RECORDS FOR PROCESSING:

PR #11728, opened 2023-03-22
[Fix #11696] Add new `Style/DataInheritance` cop

### LINKED ISSUE #11696: DataInheritance cop similar to StructInheritance

https://github.com/rubocop/rubocop/blob/master/lib/rubocop/cop/style/struct_inheritance.rb exists because using the bad form creates a useless anonymous class ([as documented](https://ruby-doc.org/core-2.7.0/Struct.html#:~:text=Subclassing%20an%20anonymous%20struct%20creates%20an%20extra%20anonymous%20class%20that%20will%20never%20be%20used.)):
```
irb(main):001:0> class MyStruct < Struct.new(:foo); end
=> nil
irb(main):002:0> MyStruct.ancestors
=> [MyStruct, #<Class:0x0000000105e95790>, Struct, Enumerable, Object, PP::ObjectMixin, Kernel, BasicObject]
```

[Ruby 3.2's Data class](https://ruby-doc.org/3.2.1/Data.html) has the same issue, so it makes sense to have that cop (or a new cop) detect the same pattern:

```
irb(main):003:0> class Point < Data.define(:x, :y); end
=> nil
irb(main):004:0> Point.ancestors
=> [Point, #<Class:0x0000000105e9ef70>, Data, Object, PP::ObjectMixin, Kernel, BasicObject]
```

```ruby
# bad
class Point < Data.define(:x, :y); end

# good
Point = Data.define(:x, :y)
```

N/A

## Additional context

N/A

ktopolski:
Fixes #11696. 
This PR adds new cop: `Style/DataInheritance`. It's based on the `Style/StructInheritance` cop.

-----------------

* [x] Added tests.


lib/rubocop/cop/style/data_inheritance.rb
```diff
@@ -0,0 +1,72 @@
+# frozen_string_literal: true
+
+module RuboCop
+  module Cop
+    module Style
+      # Checks for inheritance from Data.define.
```
bbatsov, line 6: I'd also mention here what's the problem we're trying to solve (avoid the creation of the anonymous parent class).

bbatsov:
It would also be nice to add a matching guideline in the Ruby style guide and mention it in the cop's metadata.

bbatsov:
I'm referring to https://github.com/rubocop/ruby-style-guide#dont-extend-structnew

koic:
`Data.define` was added in Ruby 3.2. Using `minimum_target_ruby_version 3.2` is more robust.

lib/rubocop/cop/style/data_inheritance.rb
ktopolski: Added couple words, thanks for the comment! I was considering adding outputs of `.ancestors` and whatnot, but was afraid it will be too verbose then. WDYT about current form?

ktopolski:
Thanks for the comments @koic and @bbatsov ! I've added the `minimum_target_ruby_version 3.2` (nice catch) and opened [PR to style guide](https://github.com/rubocop/ruby-style-guide/pull/917). Looking forward to the re-review :)

spec/rubocop/cop/style/data_inheritance_spec.rb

TASK ITEM: Using the entries above, give again each line from the one containing "[x] Added tests." through the last line, exactly and only those.

EXERCISE SOLUTION:
* [x] Added tests.


lib/rubocop/cop/style/data_inheritance.rb
```diff
@@ -0,0 +1,72 @@
+# frozen_string_literal: true
+
+module RuboCop
+  module Cop
+    module Style
+      # Checks for inheritance from Data.define.
```
bbatsov, line 6: I'd also mention here what's the problem we're trying to solve (avoid the creation of the anonymous parent class).

bbatsov:
It would also be nice to add a matching guideline in the Ruby style guide and mention it in the cop's metadata.

bbatsov:
I'm referring to https://github.com/rubocop/ruby-style-guide#dont-extend-structnew

koic:
`Data.define` was added in Ruby 3.2. Using `minimum_target_ruby_version 3.2` is more robust.

lib/rubocop/cop/style/data_inheritance.rb
ktopolski: Added couple words, thanks for the comment! I was considering adding outputs of `.ancestors` and whatnot, but was afraid it will be too verbose then. WDYT about current form?

ktopolski:
Thanks for the comments @koic and @bbatsov ! I've added the `minimum_target_ruby_version 3.2` (nice catch) and opened [PR to style guide](https://github.com/rubocop/ruby-style-guide/pull/917). Looking forward to the re-review :)

spec/rubocop/cop/style/data_inheritance_spec.rb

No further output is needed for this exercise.